■ Work to complete ■
From the records below, take each line where the string "nicolebussola" shows up and copy it.

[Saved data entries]
════════════════
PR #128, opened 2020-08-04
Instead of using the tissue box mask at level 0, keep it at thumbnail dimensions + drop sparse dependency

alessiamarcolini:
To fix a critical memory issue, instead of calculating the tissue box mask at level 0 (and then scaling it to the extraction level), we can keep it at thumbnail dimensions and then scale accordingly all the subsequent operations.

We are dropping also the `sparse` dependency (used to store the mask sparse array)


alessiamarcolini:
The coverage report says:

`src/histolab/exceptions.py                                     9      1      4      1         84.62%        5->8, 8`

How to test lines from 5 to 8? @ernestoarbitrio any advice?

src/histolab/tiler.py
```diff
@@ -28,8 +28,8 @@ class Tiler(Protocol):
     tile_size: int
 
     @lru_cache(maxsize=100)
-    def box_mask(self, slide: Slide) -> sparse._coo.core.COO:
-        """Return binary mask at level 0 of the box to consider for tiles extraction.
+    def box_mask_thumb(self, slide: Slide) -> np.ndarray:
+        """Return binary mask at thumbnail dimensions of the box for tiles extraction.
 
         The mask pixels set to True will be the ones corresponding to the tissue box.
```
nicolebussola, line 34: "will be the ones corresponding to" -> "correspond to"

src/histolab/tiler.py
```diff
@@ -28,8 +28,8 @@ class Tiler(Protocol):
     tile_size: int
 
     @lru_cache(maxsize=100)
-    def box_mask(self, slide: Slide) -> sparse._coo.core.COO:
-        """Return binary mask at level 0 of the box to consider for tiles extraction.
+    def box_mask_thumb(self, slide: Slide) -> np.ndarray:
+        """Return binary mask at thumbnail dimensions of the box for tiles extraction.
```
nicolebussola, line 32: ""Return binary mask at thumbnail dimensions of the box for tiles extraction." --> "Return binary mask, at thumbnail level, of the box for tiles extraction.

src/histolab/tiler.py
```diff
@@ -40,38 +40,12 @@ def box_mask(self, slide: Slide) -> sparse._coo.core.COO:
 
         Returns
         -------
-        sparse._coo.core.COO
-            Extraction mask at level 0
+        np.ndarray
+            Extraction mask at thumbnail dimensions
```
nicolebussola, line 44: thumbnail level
════════════════
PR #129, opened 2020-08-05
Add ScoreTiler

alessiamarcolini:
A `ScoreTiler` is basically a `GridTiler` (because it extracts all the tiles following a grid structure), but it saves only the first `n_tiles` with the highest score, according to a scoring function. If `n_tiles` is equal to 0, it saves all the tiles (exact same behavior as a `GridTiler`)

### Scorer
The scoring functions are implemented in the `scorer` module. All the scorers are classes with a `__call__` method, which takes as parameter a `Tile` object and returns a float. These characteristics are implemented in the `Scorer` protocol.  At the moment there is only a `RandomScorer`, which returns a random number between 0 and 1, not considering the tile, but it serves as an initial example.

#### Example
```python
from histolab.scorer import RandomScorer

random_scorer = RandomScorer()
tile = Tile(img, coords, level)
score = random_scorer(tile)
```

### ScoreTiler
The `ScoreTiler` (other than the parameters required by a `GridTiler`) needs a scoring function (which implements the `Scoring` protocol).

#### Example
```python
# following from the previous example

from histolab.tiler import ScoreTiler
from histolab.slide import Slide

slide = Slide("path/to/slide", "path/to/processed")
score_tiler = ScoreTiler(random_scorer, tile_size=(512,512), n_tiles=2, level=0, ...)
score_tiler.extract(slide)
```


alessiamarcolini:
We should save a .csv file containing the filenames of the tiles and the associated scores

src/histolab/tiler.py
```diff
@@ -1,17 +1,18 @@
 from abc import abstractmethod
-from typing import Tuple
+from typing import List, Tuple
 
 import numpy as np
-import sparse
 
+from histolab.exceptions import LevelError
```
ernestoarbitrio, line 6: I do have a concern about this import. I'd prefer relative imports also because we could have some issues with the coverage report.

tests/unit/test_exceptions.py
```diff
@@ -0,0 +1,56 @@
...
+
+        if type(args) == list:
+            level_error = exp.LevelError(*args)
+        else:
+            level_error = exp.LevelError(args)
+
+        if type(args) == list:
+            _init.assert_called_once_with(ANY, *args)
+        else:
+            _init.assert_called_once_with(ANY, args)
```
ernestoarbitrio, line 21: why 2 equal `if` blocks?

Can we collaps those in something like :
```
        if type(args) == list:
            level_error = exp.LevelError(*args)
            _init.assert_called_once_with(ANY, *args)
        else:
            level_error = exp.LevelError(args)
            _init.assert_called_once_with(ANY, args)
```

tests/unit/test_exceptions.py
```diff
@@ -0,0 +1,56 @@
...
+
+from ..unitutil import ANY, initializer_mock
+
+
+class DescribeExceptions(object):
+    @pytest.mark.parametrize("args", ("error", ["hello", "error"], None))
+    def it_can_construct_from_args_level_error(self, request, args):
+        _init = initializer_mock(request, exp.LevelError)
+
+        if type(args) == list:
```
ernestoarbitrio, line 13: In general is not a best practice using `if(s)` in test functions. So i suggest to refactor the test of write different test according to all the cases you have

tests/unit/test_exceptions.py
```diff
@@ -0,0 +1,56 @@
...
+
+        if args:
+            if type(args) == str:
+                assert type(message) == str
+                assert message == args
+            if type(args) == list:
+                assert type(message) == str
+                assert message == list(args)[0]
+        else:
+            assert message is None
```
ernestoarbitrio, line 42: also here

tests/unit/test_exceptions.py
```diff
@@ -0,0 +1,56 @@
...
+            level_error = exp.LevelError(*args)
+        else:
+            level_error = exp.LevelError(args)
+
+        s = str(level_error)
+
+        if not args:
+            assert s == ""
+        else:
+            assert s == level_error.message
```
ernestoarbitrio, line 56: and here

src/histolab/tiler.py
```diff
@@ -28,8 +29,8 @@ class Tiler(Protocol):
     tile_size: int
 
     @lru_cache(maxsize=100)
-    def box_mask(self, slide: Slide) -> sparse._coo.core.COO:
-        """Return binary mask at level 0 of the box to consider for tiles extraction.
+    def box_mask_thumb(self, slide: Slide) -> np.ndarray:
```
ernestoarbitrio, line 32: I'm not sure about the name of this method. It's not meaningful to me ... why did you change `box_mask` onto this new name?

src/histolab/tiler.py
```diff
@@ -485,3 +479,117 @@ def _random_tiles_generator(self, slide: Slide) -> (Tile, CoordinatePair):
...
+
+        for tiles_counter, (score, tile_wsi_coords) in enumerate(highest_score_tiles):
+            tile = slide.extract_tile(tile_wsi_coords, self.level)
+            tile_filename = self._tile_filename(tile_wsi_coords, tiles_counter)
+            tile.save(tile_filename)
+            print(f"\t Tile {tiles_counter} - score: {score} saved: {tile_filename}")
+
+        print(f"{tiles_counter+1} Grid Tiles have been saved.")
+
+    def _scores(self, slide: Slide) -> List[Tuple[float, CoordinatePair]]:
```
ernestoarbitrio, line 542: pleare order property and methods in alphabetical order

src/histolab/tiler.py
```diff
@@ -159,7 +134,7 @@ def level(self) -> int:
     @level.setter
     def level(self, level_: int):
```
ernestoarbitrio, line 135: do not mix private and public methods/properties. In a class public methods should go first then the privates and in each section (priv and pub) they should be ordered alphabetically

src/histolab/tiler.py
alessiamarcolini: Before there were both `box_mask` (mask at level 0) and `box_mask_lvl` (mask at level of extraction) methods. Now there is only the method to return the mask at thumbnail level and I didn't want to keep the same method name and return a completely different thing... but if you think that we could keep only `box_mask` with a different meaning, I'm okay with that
════════════════
■ Answer box ■
nicolebussola, line 34: "will be the ones corresponding to" -> "correspond to"
nicolebussola, line 32: ""Return binary mask at thumbnail dimensions of the box for tiles extraction." --> "Return binary mask, at thumbnail level, of the box for tiles extraction.
nicolebussola, line 44: thumbnail level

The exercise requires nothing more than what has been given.